The club began competing in the Far East mainly and by 1990 was the first European team to get to the finals of any competition.

In the 1990s, the club never finished below second in any event it entered at the British National Cup; in 1990, 1992, 1993, 1996 and 1998 it completed a "pinkwash" (named for the club's distinctive club colour) of wins in the Open, Mixed and Women's events. Leading members left and four poor years occurred including no races won in 2001 and one British Dragon Boat National League event win for 2002. Momentum restored, and the club is now racing at the highest level of UK racing since promotion to the Premier Division of the British Dragon Boat National League at the end of 2003.

==Honours==
Kingston Royals often represented Great Britain before the GB teams selection system. The club continues to make selection to the GB teams and a number of club paddlers have regularly represented the country at European and World level. The club celebrated its 20th birthday in October 2008 in a position as Britain's most successful dragon boat club, having won 33 of the 66 national titles thus far of the British Dragon Boat Racing Association.

The Great Britain's Women's coach is based at the club and coaches the club crews.

The club won the British Dragon Boat Racing Association Champion Club award in 2009.

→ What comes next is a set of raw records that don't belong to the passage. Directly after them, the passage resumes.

PR #392, opened 2019-11-21
Put twitter auth callback page back where it was.

brian-brazil:
Changing the URL breaks logins.


JeneralPain:
I'm happy to merge this, because we have to change the twitter dev api to show the right url's or it will break.

This also means, moving the twitter url around, all existing users will work, new users with new code will not.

In recent years, the club has re-climbed the National League standings to second: achieved in 2008 and 2009. In 2006 and those years the club won the Women's and Mixed events at the British National Cup.

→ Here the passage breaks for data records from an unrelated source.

PR #393, opened 2019-11-21
Update game data files after score is final

### LINKED ISSUE #377: Changes after declaring the score final don't get added to the game data file
Such changes are a regular occurence when PT/LT/PBT compare their notes, which usually isn't completed before "Final Score".
This can be worked around by unsetting and resetting the "Final Score" flag after all changes have been made, but there should be a more obvious way.

frank-weinberg:
closes #377 

This will write on any change to relevant data once the score is final but allows the user to
lock the data in once post-game updates are complete to protect against accidental changes after that point.

Also place restoring from autosave in a batch.

### DIFF
--- a/html/components/team-time-tab.js
+++ b/html/components/team-time-tab.js
@@ -145,8 +145,6 @@ function createMetaControlTable() {
 
 	var confirmedButton = toggleButton("ScoreBoard.OfficialScore", "Official Score", "Unofficial Score");
 	confirmedButton.appendTo(periodEndTd);
-	var statsLockedButton = toggleButton("ScoreBoard.StatsLocked", "Stats Locked", "Writing Stats");
-	statsLockedButton.appendTo(periodEndTd);
 	var periodEndTimeoutDialog = createPeriodEndTimeoutDialog(periodEndTd);
 	$("<button>").addClass("PeriodEndTimeout").text("Timeout before Period End")
 		.appendTo(periodEndTd)
--- a/html/components/team-time-tab.js
+++ b/html/components/team-time-tab.js
@@ -145,6 +145,8 @@ function createMetaControlTable() {
 
 	var confirmedButton = toggleButton("ScoreBoard.OfficialScore", "Official Score", "Unofficial Score");
 	confirmedButton.appendTo(periodEndTd);
+	var statsLockedButton = toggleButton("ScoreBoard.StatsLocked", "Stats Locked", "Writing Stats");
+	statsLockedButton.appendTo(periodEndTd);
 	var periodEndTimeoutDialog = createPeriodEndTimeoutDialog(periodEndTd);
 	$("<button>").addClass("PeriodEndTimeout").text("Timeout before Period End")
 		.appendTo(periodEndTd)
--- a/src/com/carolinarollergirls/scoreboard/json/JSONStateSnapshotter.java
+++ b/src/com/carolinarollergirls/scoreboard/json/JSONStateSnapshotter.java
@@ -28,13 +28,28 @@ public class JSONStateSnapshotter implements JSONStateListener {
         if (state.get("ScoreBoard.CurrentPeriodNumber") != "0") {
             // If the jam has just ended or the score is now official, write out a file.
             if ((inJam && !bool(state.get("ScoreBoard.InJam")))
-                    || (!officialScore && bool(state.get("ScoreBoard.OfficialScore")))) {
+                    || (bool(state.get("ScoreBoard.OfficialScore"))
+                            && !bool(state.get("ScoreBoard.StatsLocked"))
+                            && containsRelevantUpdate(changed))) {
                 writeFile(state);
             }
         }
 
-        officialScore = bool(state.get("ScoreBoard.OfficialScore"));
         inJam = bool(state.get("ScoreBoard.InJam"));
+    }
+    
+    private boolean containsRelevantUpdate(Set<String> keys) {
+        for (String key : keys) {
+            if (!key.startsWith("ScoreBoard.Clock")
+                    && !key.startsWith("ScoreBoard.Twitter.")
+                    && !key.startsWith("ScoreBoard.Media." )
+                    && !key.startsWith("ScoreBoard.Settings." )
+                    && !key.startsWith("ScoreBoard.Rulesets." )
+                    && !key.startsWith("ScoreBoard.PreparedTeams(" )) {
+                return true;
+            }
+        }
+        return false;
     }
 
     public void writeFile(Map<String, Object> state) {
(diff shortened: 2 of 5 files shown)


html/components/team-time-tab.js
```diff
@@ -145,6 +145,8 @@ function createMetaControlTable() {
 
 	var confirmedButton = toggleButton("ScoreBoard.OfficialScore", "Official Score", "Unofficial Score");
 	confirmedButton.appendTo(periodEndTd);
+	var statsLockedButton = toggleButton("ScoreBoard.StatsLocked", "Stats Locked", "Writing Stats");
```
brian-brazil: As per the issue, this should not involve operator action.

src/com/carolinarollergirls/scoreboard/json/JSONStateSnapshotter.java
```diff
@@ -28,14 +28,29 @@ public synchronized void sendUpdates(Map<String, Object> state, Set<String> chan
         if (state.get("ScoreBoard.CurrentPeriodNumber") != "0") {
             // If the jam has just ended or the score is now official, write out a file.
             if ((inJam && !bool(state.get("ScoreBoard.InJam")))
-                    || (!officialScore && bool(state.get("ScoreBoard.OfficialScore")))) {
+                    || (bool(state.get("ScoreBoard.OfficialScore"))
```
brian-brazil, line 31: A simpler way to do this would be to make this just `bool(state.get("ScoreBoard.OfficialScore")` without the state. We can then filter out the Clock changes if we want to.

src/com/carolinarollergirls/scoreboard/json/JSONStateSnapshotter.java
```diff
@@ -28,14 +28,29 @@ public synchronized void sendUpdates(Map<String, Object> state, Set<String> chan
...
             }
         }
 
-        officialScore = bool(state.get("ScoreBoard.OfficialScore"));
         inJam = bool(state.get("ScoreBoard.InJam"));
     }
+    
+    private boolean containsRelevantUpdate(Set<String> keys) {
+        for (String key : keys) {
+            if (!key.startsWith("ScoreBoard.Clock")
```
brian-brazil, line 42: Let's not have 2 lists of things we care about, we're already filtering below.

html/components/team-time-tab.js
frank-weinberg: Writing does not require operator action - this setting is off by default. If it's never touched and the only inputs between final score and Start New Game are corrections, then the Game data file will contain exactly the expected data.
This button merely adds the option to block (accidental) writes once the NSOs finished their cross-checks, if the next game isn't started right away..

src/com/carolinarollergirls/scoreboard/json/JSONStateSnapshotter.java
frank-weinberg: What's the point of splitting the conditions on which to write the file to two places? Or do I misunderstand the suggestion?

src/com/carolinarollergirls/scoreboard/json/JSONStateSnapshotter.java
frank-weinberg: The two lists are different and serve different purposes - this one is about WHEN not to write, the other is about WHAT not to write. (And while the what list will probaly always be a subset of the when list, the inverse does not hold.)

src/com/carolinarollergirls/scoreboard/json/JSONStateSnapshotter.java
brian-brazil: My point is that rather than looking for the point that OfficialScore is changed and writing out only then, that we update the file continuously once the score is final.

html/components/team-time-tab.js
brian-brazil: The button doesn't lock stats though, they can still be changed - they'll just not get written out to one particular way of getting stats out. I think this would cause more confusion than anything.

src/com/carolinarollergirls/scoreboard/json/JSONStateSnapshotter.java
brian-brazil: It feels unclean, and likely to cause maintenance issues. Writing the file is pretty cheap overall, particularly once the game is over.

html/components/team-time-tab.js
frank-weinberg: >one particular way of getting stats out

The one we advertise as the default way.
But I'm open for suggestions as to a better label.

src/com/carolinarollergirls/scoreboard/json/JSONStateSnapshotter.java
frank-weinberg: Which is what I am doing. It used to look for a change in the old code.

html/components/team-time-tab.js
brian-brazil: I'd suggest not having it, among other things it's not in the videos I just recorded.

The original code missed score updates after the last jam ended. The current code misses paperwork updates after the score is final. What I propose won't miss anything, but if someone messes around might lose data through an overwrite. Let's keep it simple for now, and only add a button if we really need it. A game data manager can always download the data once it's final, and they're likely in a better position to judge that than the SBO (who has probably disappeared off by that stage).

src/com/carolinarollergirls/scoreboard/json/JSONStateSnapshotter.java
frank-weinberg: If someone is running the scoreboard from a flash based medium, each write is eating into the lifetime of the medium. And while the chance of anything going wrong during a write is miniscule, this will add up if we do loads of unnecessary writes.

src/com/carolinarollergirls/scoreboard/json/JSONStateSnapshotter.java
brian-brazil: Ah right, I'm not quite awake. I suggest not having the two clauses after this around locking and relevant updates.

src/com/carolinarollergirls/scoreboard/json/JSONStateSnapshotter.java
brian-brazil: We don't sync the file, so it'll only get flushed out to disk every minute or so. The regular autosaves every 10s will use up more write bandwidth.

html/components/team-time-tab.js
frank-weinberg: > among other things it's not in the videos I just recorded

Alright. So let's stop the bugfixing then.

brian-brazil: Yeah, best to avoid non-critical UI changes until the release.

frank-weinberg: > best to avoid non-critical UI changes

So I can expect you to withdraw #391 ?

brian-brazil: No, that's still a bugfix that should go in one way or the other.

The club's second crew, known as the Kingston Pretenders and originally an occasional crew, won the Open Plate competition in 2006 and 2009, and was the only secondary crew in the Open Cup competitions in the 2008 National Cup.

==Teams==
The club now runs teams for both men and women and for beginners to international racers.

==Independence==
In 2007, the club's being a section of the RCC, the first canoe club to be founded in Britain, formally ended following a reorganisation of the RCC. Kingston Royals officially became a separate club. However, the Club continues to be based at the RCC site in Teddington and links between the two organisations remain strong.